Sunday, August 14, 2011

sadness

The last few days have been laced with a deep and inexplicable sadness. Not sure when it started or what caused it, but tears have been close to the surface for days. So today, I let them come and with them came some faces of this sadness. My heart is homesick for heaven and for Jesus. I am sad because of my own sin: my pride, my critical spirit, my lack of self-control. I am sad for those who are lost without Jesus. I am sad for dear friends who long to have children and can't. I am sad for friends who are far away wishing they were close enough to call up for a cup of tea and a hug. I am sad for the dissatisfaction that drives me most of the time. It drives me to constantly be looking and longing for what is next. It causes me to pray for that next thing instead of all these other things that God cares about. I am sad because I know God loves me, I don't doubt it at all, yet I don't deserve it at all either. I am sad for the current lack of driving vision. I am sad for the years, the gifts, the opportunities I have wasted. So the inexplicable sadness got exchanged for over-explicable sadness.

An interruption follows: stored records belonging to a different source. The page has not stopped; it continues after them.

PR #1200, opened 2023-11-20
Add possibility to check for overriding methods to domain and lang

### LINKED ISSUE #1198: Add predicate to find overridden methods
Because I implement/copy it now probably for the third time: It would be great if ArchUnit would provide methods/predicates with which you can check whether a method overrides / implements a method from a base class or from an interface.

As suggested in https://github.com/TNG/ArchUnit/issues/359#issuecomment-977576053:
* `methods().that().areOverridden()`
* `methods().should().beOverridden()`
* `JavaMethod.isOverridden()`
* `JavaMethod.Predicates.overridden()`

rweisleder:
Resolves: #1198

### DIFF
--- a/archunit/src/main/java/com/tngtech/archunit/core/domain/JavaMethod.java
+++ b/archunit/src/main/java/com/tngtech/archunit/core/domain/JavaMethod.java
@@ -21,18 +21,29 @@ import java.util.Optional;
 import java.util.Set;
 import java.util.function.Function;
 import java.util.function.Supplier;
+import java.util.stream.Stream;
 
 import com.tngtech.archunit.PublicAPI;
 import com.tngtech.archunit.base.ArchUnitException.InconsistentClassPathException;
+import com.tngtech.archunit.base.DescribedPredicate;
 import com.tngtech.archunit.base.MayResolveTypesViaReflection;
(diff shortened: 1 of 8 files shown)


rweisleder:
I just saw, there is another issue/PR #1040 for the same topic 😅
At the moment, I haven't looked more deeply into whether my implementation is too simple or the other one too verbose.

codecholeric:
Thanks a lot for your contribution and sorry for the slow process 🙈 I see that there is another PR going in the same direction, but from my point of view it a) looks further away from being finished and b) it seems quite abandoned 🤔 So, I think it makes sense to bring this PR here over the finish line.
I think there is still one problem in there with Generics and bridge methods, i.e. when overriding a generic interface, then the bridge method works alright being detected as overriding, but the concrete method containing the fixed type is not detected as overriding. I added a test for this. How do you see this? To me it seems like the concrete overriding method should also be detected as such, right? 🤔

rweisleder:
Generics, how could I have missed them 🤢 You're absolutely right, these are valid cases as well. Maybe I'll find time to complete this soon

> sorry for the slow process

I'm part of the slow process as well, no worries

Issue #2393, opened 2025-12-13
[SUGGESTION] Editing existing segments


djmrFunnyMan:
Sometimes a video has an existing segment but... it's too late or too early by a bit. RN the only way to correct this is to downvote to delete the segment and submit your own segment instead. If you don't do this, there're be two overlapping segments. This is quite tedious and annoying.

I see two potential solutions to fix this:

**First:** When you upload a segment that overlaps another of the same category, the two segments get merged into one segment. Ideally if your segment overlaps several previously seperate segments at once, it merges all of them (once again, IF they're of the same category)

**Second:** In the menu where you can view video segments (the one that has upvote, downvote, copy, hide, skip buttons) add an "edit" button. That allows you to manually edit it's start and end time, and perhaps some other things like change its category.

I don't know which option sounds more appealing. For me personally, I'd like to have _both_.

ajayyy:
There is a copy and downvote button right now under the pencil icon in the skip notice

jrial:
Adding my support for this feature request here. I notice a lot of people being confused about the correct segment category. An often made mistake is that people mark segments as sponsor segments, when they should have been unpaid/self promotion. Right now, all I can do about that is to downvote the original segment, create my own with the correct category, upload that and hope for the best. Comunity editing would hopefully alleviate this somewhat.

Apart from that, yes, a way to edit the timings would be nice too. Some people are quite imprecise or can't be bothered to put in the effort, and it ruins a ton of transitions.

ajayyy:
@jrial click the pencil button and choose "change category"

jrial:
@ajayyy Ah, I see, in the little toast there's indeed a pencil icon for editing the submission. However, that's not really streamlined for mass edits. I was expecting to find it in the info screen. There I can do the same things as from the toast: upvote, downvote, copy segment ID. And some extra stuff I can't do from the toast: preview and skip. But not edit.

<img width="453" height="394" alt="Image" src="https://github.com/user-attachments/assets/ba66f623-adbb-4ff7-bad4-071c02eae52e" />

Rationale: I've been noticing people miscategorising unpaid promotions as sponsor segments on tens of videos from the same channel. It's tedious to advance them all to the point right before the segment and wait for the toast so I can edit. I would love to correct all these miscategorisations, if I can do it without wasting an entire evening. I can imagine I'm not the only one in a similar situation.

PR #2422, opened 2026-02-06
Implemented editing currents segments

pPyrius:

Implemented new edit segment feature 

image

Trying to solve issue #2393


ajayyy:
What does it do when you edit them

pPyrius:
Basically it create a new segment and dislike the previous one

PR #2501, opened 2026-06-08
Fix #2489

### LINKED ISSUE #2489: Cannot create segments throught YT embeds (TypeError: can't access property "startsWith", r is undefined)
Using r3dfox 150.0.3/Firefox 150 & latest SB beta. Every time I press the Mark segment start button on a YT embed video it doesn't do anything and when I check in the console I notice that it throws me this error "TypeError: can't access property "startsWith", r is undefined" every time I click on the button.

https://github.com/user-attachments/assets/954c935f-12e2-40c1-a056-dffa6b2c2472

This error doesn't happen on normal YT though.

mattfbacon:

***

`playButtonSVGDataNew` can be `undefined` which causes `startsWith` to throw an exception. I assume Typescript is not configured with strict null checking so this wasn't caught.


ajayyy:
Thanks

When your heart feels this heaviness, good girlfriends are always a good remedy. Mine tonight let me know that this could be the Father stirring me, getting me ready for something, or trying to teach me something. Or, the second option is that this deep sadness is from the enemy of our souls trying to distract, tempt, overwhelm. My heart says that either way it will soon be seen for what it is. Also, the best remedy is to turn to Him, to look on his face, and see the same sadness there that I might be comforted. When I seek the "face place", if it is from Him, He will accomplish what He desires; if it from our enemy, God will then have victory.

So Lord, tonight I give you this sadness. I don't know where it came from, but I bring it to you. My heart says, "seek His face," your face O Lord I will seek. I curl up in your lap and cry. For you care about my tears and can carry my burdened heart. If this is from you, may it accomplish something beautiful in me. If it is from Satan, may you gain all the victory. Either way, I am yours, and I pray you be greatly glorified.

1 comment:

  1. Melissa,
    Thank you for these words - to say that I relate to everything you wrote would be putting it mildly, you have captured my heart's cry.

    Thank you for reminding us all to seek the "face place".